Error! Failed to insert the file
You have an error in your SQL syntax; check the manual that corresponds to your MySQL server version for the right syntax to use near ''manager_certificate'('certificate')
            VALUES ( '%PDF-1.5\n%ÐÔÅØ\n3 0 ' at line 1

How can I fix this error? Is the problem in my schema? Or the php maybe?

Answer 1

You shouldn't have quotes around your table or field names, only for string data.
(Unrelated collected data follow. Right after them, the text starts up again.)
Issue #656, opened 2026-05-21
kukebuild: route the root gate through shared.RequireRoot / ErrMustRunAsRoot


eminwux:
Surfaced as a non-blocking nit during review of #652.

`cmd/kukebuild/build.go:106-109` gates the build on root with a raw check and an inline error:

```go
if os.Geteuid() != 0 {
    return errors.New(
        "kukebuild writes to root-owned containerd state — re-run as root (e.g. via `sudo kuke build`)",
    )
}
```

The repo already has the established mechanism for this exact concern: `cmd/kuke/shared.RequireRoot(subcommand)` wraps the `errdefs.ErrMustRunAsRoot` sentinel (`internal/errdefs/errdefs.go:307`) and uses a testable geteuid seam (`SetGeteuidForTesting`). Its docstring explicitly lists `kuke image load` as a gated "direct-write subcommand" — the exact "same posture as `kuke image load --no-daemon`" the kukebuild comment cites.

The inline form:
- bypasses `errdefs.ErrMustRunAsRoot`, so `errors.Is(err, errdefs.ErrMustRunAsRoot)` won't classify kukebuild's root error (per kukeon's CLAUDE.md errdefs-sentinel convention);
- skips the geteuid test seam that every sibling daemon command uses, leaving the non-root branch untestable as written.

Suggested fix: call `shared.RequireRoot("kuke build")` (its closure is `fmt`/`os`/`errdefs` only — BuildKit-free, and `cmd/kuke/shared` does not trip the `cmd/(kuke|kukeond)$` import-isolation AC anchor), or at minimum return `errdefs.ErrMustRunAsRoot` so the sentinel is reused.

Non-blocking; internal consistency + testability.

PR #662, opened 2026-05-21
build: split kukebuild into its own Go module to unpin BuildKit

### LINKED ISSUE #655: build: split kukebuild into its own Go module to unpin BuildKit
## Context

`kukebuild` embeds BuildKit, pulling a ~160-package transitive closure (moby/runc/grpc/genproto). The runtime **binary** isolation is already handled by the exec-split (#522): `cmd/kukebuild` is a separate `main` reached via `syscall.Exec` on PATH (`cmd/kuke/build/build.go`), and `kuke`'s linked closure pulls 0 BuildKit packages. So this is **not** about binary bloat.

The one coupling a shared module does *not* insulate against is the **Go toolchain / `go`-directive**. #522 pinned BuildKit to `v0.25.2` because v0.26+ requires `go 1.25`, which would drag the whole module's `go` directive (and the `golang:1.24-bookworm` builder in the repo `Dockerfile`) up for `kuke`/`kukeond`/`kuketty` too.

**That ceiling has now broken.** Dependabot #659 bumps `moby/buildkit v0.25.2 -> v0.28.1` — carrying GHSA security fixes (GHSA-4vrq-3vrq-g6gg, GHSA-4c29-8rgm-jvjj) — and the diff forces `go 1.24.5 -> go 1.25.5` on the shared `go.mod`. The `v0.25.2` soft ceiling can no longer hold without dragging the shared toolchain. The split is now warranted.

## Non-goals

- Binary-closure isolation — already delivered by the exec-split (#522).
- Removing/deprecating kukebuild — `rm -rf cmd/kukebuild cmd/kuke/build && go mod tidy` already drops the BuildKit closure cleanly; that path never needed a split.

## Proposal

Give `cmd/kukebuild` its **own `go.mod`** (a second module in the same repo; add a `go.work` for local dev). Its `go` directive and BuildKit version then advance independently: the kukebuild module moves to `go 1.25` and takes BuildKit `v0.28.1+`, while the **root module stays on `go 1.24.5`** and carries 0 BuildKit packages.

**Cross-module surface — resolve via the public config contract, not a `pkg/` promotion.** The only symbol kukebuild imports across the boundary today is `consts.RealmNamespace` (`cmd/kukebuild/build.go:124`) — a derivation `realm + RealmNamespaceSuffix` over a process-global suffix. Rather than promote `RealmNamespace` + `ConfigureRuntime` to `pkg/` (which would make the realm->namespace derivation semver-committed public API), make kukebuild **resolve the suffix itself** from the same operator-facing config kukeond reads, in this precedence:

1. `--kukeond-config <path>` flag, if set;
2. else `/etc/kukeon/kukeond.yaml` (the `DefaultServerConfigurationFile()` path);
3. else (file absent) a hardcoded default **equal to kukeond's** (`containerdNamespaceSuffix: kukeon.io`).

kukebuild then joins `realm + "." + suffix` itself and drops its `internal/consts` import entirely. The coupling moves from a **private Go symbol** (`internal/consts`) to the **public `kukeond.yaml` config key** `containerdNamespaceSuffix` — already a stable operator contract (its schema lives in `pkg/api/model/v1beta1`, so kukebuild can reuse that public struct for the parse, or define a minimal local struct to stay fully dependency-free — dev's call). `internal/consts` stays private; no `pkg/` promotion.

This also closes a latent gap: today `kuke build` calls neither `ConfigureRuntime` nor any config load, so it silently ignores an operator-configured non-default suffix and always writes to `<realm>.kukeon.io`. The self-resolution above makes the round-trip (build under a non-default suffix -> `kuke create` resolves the image) actually work.

`errdefs` does **not** need promoting: `ErrKukebuildNotFound` is used only by the `kuke build` shim (`cmd/kuke/build/`), which stays in the root module.

## Acceptance criteria

- [ ] `cmd/kukebuild` builds from its own `go.mod` on `go 1.25`; the root module's `go.mod`/`go.sum` stay on `go 1.24.5` and no longer carry the BuildKit closure.
- [ ] `go.work` wires both modules for local dev; `make` targets and CI build both.
- [ ] BuildKit advances to `v0.28.1+` in the kukebuild module (takes the #659 security fixes) without touching the root module's `go` directive.
- [ ] kukebuild resolves the realm-namespace suffix from `--kukeond-config` -> `/etc/kukeon/kukeond.yaml` -> hardcoded `kukeon.io` default (equal to kukeond's `DefaultRealmNamespaceSuffix`); the `kuke build` shim forwards `--kukeond-config` alongside its existing flags.
- [ ] kukebuild no longer imports `internal/consts` (or any kukeon `internal/` package); `internal/consts` stays private — no `pkg/` promotion of `RealmNamespace`/`ConfigureRuntime`.
- [ ] Round-trip: `kuke build` under a non-default `containerdNamespaceSuffix` writes the image into `<realm>.<suffix>` and `kuke create` resolves it.
- [ ] Import-graph isolation still holds: `kuke`/`kukeond` link 0 BuildKit packages.

## Suggested slicing

A single PR is feasible and preferred — the module extraction, the `go.work`/CI wiring, and the self-resolving suffix hang together. If it runs large, the smallest landable first slice is the **module split preserving today's behavior** (kukebuild keeps a hardcoded `kukeon.io` default, no config-file read), with the **`--kukeond-config` precedence + non-default-suffix round-trip as a fast follow** — split only if the wiring proves heavy; the suffix read itself is small.

## Notes

- Trigger: #659 (Dependabot BuildKit `0.25.2 -> 0.28.1`, forces `go 1.24.5 -> 1.25.5`). Parent series: #522 (phase 1, the exec-split + `v0.25.2` pin this lifts). Related build phases: #523, #524, #525, #616, #646.
- **Interaction with #656** (route kukebuild's root gate through `shared.RequireRoot` / `ErrMustRunAsRoot`): the split argues *against* sharing that helper into kukebuild — a stateless `os.Geteuid()` root gate is safe to keep inline in the kukebuild module, whereas importing a shared `internal/` helper re-introduces the cross-module coupling this issue removes. Reconcile when whichever lands second.
- Priority raised to A: this now gates a security-fix dependency bump (#659), and the split is the only way to take it without bumping the entire repo to `go 1.25`.

eminwux:
## Summary

- **Why:** `kukebuild` embeds BuildKit, whose `v0.26+` releases require `go 1.25`. Dependabot #659 bumps `moby/buildkit v0.25.2 -> v0.28.1` (carrying GHSA-4vrq-3vrq-g6gg / GHSA-4c29-8rgm-jvjj security fixes) and forces `go 1.24.5 -> 1.25.5` on the shared `go.mod`. Splitting `cmd/kukebuild` into its own module lets BuildKit + its `go 1.25` floor advance independently while the root module (`kuke`/`kukeond`/`kuketty`) stays on `go 1.24.5` and links **zero** BuildKit packages. This PR gates the #659 security bump.
- `cmd/kukebuild` now has its own `go.mod` (`module github.com/eminwux/kukeon/cmd/kukebuild`, `go 1.25.5`, `moby/buildkit v0.28.1`). The root `go.mod` stays `go 1.24.5` with the entire BuildKit closure removed.
- A repo-root `go.work` wires both modules for editor / gopls navigation.
- kukebuild now self-resolves the realm->namespace suffix from the **public `kukeond.yaml` `containerdNamespaceSuffix` key** (precedence: `--kukeond-config` -> `/etc/kukeon/kukeond.yaml` -> hardcoded `kukeon.io`), dropping its `internal/consts` import. The coupling moves from a private Go symbol to the public config contract; `internal/consts` stays private (no `pkg/` promotion). The `kuke build` shim forwards a new `--kukeond-config` flag.
- This also closes a latent gap: `kuke build` previously ignored an operator-configured non-default suffix and always wrote to `<realm>.kukeon.io`.

## Non-obvious design calls (reviewer, please push back)

1. **Workspace builds are deliberately per-module (`GOWORK=off`), not workspace-union.** The two modules have intentionally incompatible dependency graphs (BuildKit v0.28.1's closure vs. the root's older one — concretely the monolithic vs. split `google.golang.org/genproto`). A `go build ./...` through the workspace fails with an ambiguous import — the exact coupling this split removes. So the Makefile exports `GOWORK := off` and every build/test runs per-module, matching the single-module resolution CI and the Dockerfile builder (no `go.work`) already use. `go.work` is documented (header comment) as editor-only; `go work sync` was rejected because it bumps the root to `go 1.25.0` (violating the AC) and doesn't fix the ambiguity anyway.
2. **`go.work.sum` is gitignored, `go.work` committed.** Builds don't use the workspace, so the union sum has no reproducibility role and only drifts; go regenerates it on demand for editor tooling.
3. **kukebuild parses a minimal local `serverConfigDoc` struct** (just `spec.containerdNamespaceSuffix`) rather than importing `pkg/api/model/v1beta1`, keeping the module free of *any* kukeon package import (the issue offered either; chose the fully-decoupled option). The YAML key is kept in lockstep with the public struct via a doc comment.
4. **`release-build` no longer cross-builds kukebuild;** added a separate `release-build-kukebuild` target. The kukeond container image never shipped kukebuild (the Dockerfile copies only `kuke` + `kuketty`) and it's not a published release asset, so building it in `release-build` would only force the `go 1.25` + BuildKit closure into the `golang:1.24` Docker builder (which has no `go.work`).

## Test plan

- [x] `make test` — both modules green (root unit tests + `cd cmd/kukebuild && go test ./...`).
- [x] `GOWORK=off go build ./cmd` (root) + `make kuke kuketty kukebuild` — all build.
- [x] `go vet ./...` on both modules — clean.
- [x] **Import-graph isolation:** `go list -deps ./cmd` links **0** `moby/buildkit` / `tonistiigi/fsutil` packages; root `go.mod` has the BuildKit closure removed and stays `go 1.24.5`.
- [x] kukebuild imports **no** kukeon package (`go list -deps` shows only its own module path).
- [x] **`docker build -t kukeon-local:dev .`** — succeeds with the new module layout (Dockerfile builder, `golang:1.24`, no `go.work`; nested `cmd/kukebuild` module correctly ignored).
- [x] **`make dev-init`** (daemon-parity regression guard) — both realms `Ready` under `kuke get realms` *and* `--no-daemon`; attach smoke + parent-plumbing checks passed.
- [x] **Real `kuke build` round-trip (BuildKit v0.28.1 runtime):** built a 2-step Dockerfile; image landed in `default.kukeon.io` (default suffix) and, with `--kukeond-config` setting `dev.kukeon.io`, in `default.dev.kukeon.io` (clean `--root` build completed fully). Confirms suffix resolution routes to the correct namespace.
- [ ] `kuke create cell` instantiation from the built image — not driven to completion (nested-dev socket redirect + create-cell spec wiring is orthogonal CLI surface). The round-trip's read half (realm-image resolution) is pre-existing, unchanged behavior; the write half (image landing in the resolvable `<realm>.<suffix>` namespace with the normalized `docker.io/library/...` name) is verified above.

## Acceptance criteria

- [x] `cmd/kukebuild` builds from its own `go.mod` on `go 1.25`; root `go.mod`/`go.sum` stay `go 1.24.5`, BuildKit closure gone.
- [x] `go.work` wires both modules; `make` targets + CI build/test both.
- [x] BuildKit at `v0.28.1` in the kukebuild module without touching the root `go` directive.
- [x] kukebuild resolves the suffix from `--kukeond-config` -> `/etc/kukeon/kukeond.yaml` -> hardcoded `kukeon.io`; `kuke build` shim forwards `--kukeond-config`.
- [x] kukebuild no longer imports `internal/consts` (or any kukeon `internal/`); `internal/consts` stays private.
- [x] Round-trip: build under a non-default suffix writes into `<realm>.<suffix>` (verified `default.dev.kukeon.io`).
- [x] Import-graph isolation: `kuke`/`kukeond` link 0 BuildKit packages.

## Note on #656

Per the issue, this split argues *against* routing kukebuild's root gate through a shared `internal/` helper (it would re-introduce the cross-module coupling). The inline `os.Geteuid()` gate in `runBuild` is left as-is; reconcile with #656 when the second of the two lands.

Closes #655


eminwux:
**PR #662 Review — `build: split kukebuild into its own Go module to unpin BuildKit`**

LGTM — clean module split that lifts BuildKit's `go 1.25` floor out of the root module (root `go.mod` stays `go 1.24.5`, BuildKit closure removed, `go.work` is editor-only and `GOWORK=off` everywhere builds run). The realm→namespace suffix decoupling is correct: `validateSuffix` matches `consts.ConfigureRuntime` character-for-character on non-empty input, and the empty/absent-key fallback to `kukeon.io` matches kukeond's viper-default behavior, so an operator-configured suffix resolves to the same `<realm>.<suffix>` namespace on both sides. Dockerfile never copies `go.work`, so the `golang:1.24` builder keeps single-module resolution. Tests cover all resolution branches and the flag handoff; no dead code, no leaks.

Try INSERT INTO manager_certificate (certificate) ....

Answer 2

Here is a working sample code for your problem.

<?php 
// CREATE TABLE files (
//     id   INT           AUTO_INCREMENT PRIMARY KEY,
//     mime VARCHAR (255) NOT NULL,
//     data BLOB          NOT NULL
// );
class BlobDemo {

    const DB_HOST = 'localhost';
    const DB_NAME = 'test';
    const DB_USER = 'root';
    const DB_PASSWORD = '';

    /**
     * PDO instance
     * @var PDO 
     */
    private $pdo = null;

    /**
     * Open the database connection
     */
    public function __construct() {
        // open database connection
        $conStr = sprintf("mysql:host=%s;dbname=%s;charset=utf8", self::DB_HOST, self::DB_NAME);

        try {
            $this->pdo = new PDO($conStr, self::DB_USER, self::DB_PASSWORD);
            //for prior PHP 5.3.6
            //$conn->exec("set names utf8");
        } catch (PDOException $e) {
            echo $e->getMessage();
        }
    }

    /**
     * insert blob into the files table
     * @param string $filePath
     * @param string $mime mimetype
     * @return bool
     */
    public function insertBlob($filePath, $mime) {
        $blob = fopen($filePath, 'rb');

        $sql = "INSERT INTO files(mime,data) VALUES(:mime,:data)";
        $stmt = $this->pdo->prepare($sql);

        $stmt->bindParam(':mime', $mime);
        $stmt->bindParam(':data', $blob, PDO::PARAM_LOB);

        return $stmt->execute();
    }

    /**
     * select data from the the files
     * @param int $id
     * @return array contains mime type and BLOB data
     */
    public function selectBlob($id) {

        $sql = "SELECT mime,
                        data
                   FROM files
                  WHERE id = :id;";

        $stmt = $this->pdo->prepare($sql);
        $stmt->execute(array(":id" => $id));
        $stmt->bindColumn(1, $mime);
        $stmt->bindColumn(2, $data, PDO::PARAM_LOB);

        $stmt->fetch(PDO::FETCH_BOUND);

        return array("mime" => $mime,
            "data" => $data);
    }


    /**
     * close the database connection
     */
    public function __destruct() {
        // close the database connection
        $this->pdo = null;
    }

}
$blobObj = new BlobDemo();
if(isset($_POST['submit']))
{

    $blobObj->insertBlob($_FILES['uploaded_file']['tmp_name'],"application/pdf");
}
?>
<!DOCTYPE html>
<head>
    <title>MySQL file upload example</title>
    <meta http-equiv="content-type" content="text/html; charset=UTF-8">
</head>
<body>
    <form action="<?php echo $_SERVER['PHP_SELF']; ?>" method="post" enctype="multipart/form-data">
        <input type="file" name="uploaded_file"><br>
        <input type="submit" name="submit" value="Upload file">
    </form>
    <p>
      <?php 
      // to display the pdf from database
   //    $a = $blobObj->selectBlob(3);
            // header("Content-Type:" . $a['mime']);
            // echo $a['data'];
      ?>
    </p>
</body>
</html>

Hope you can workout a solution from this. Thanks.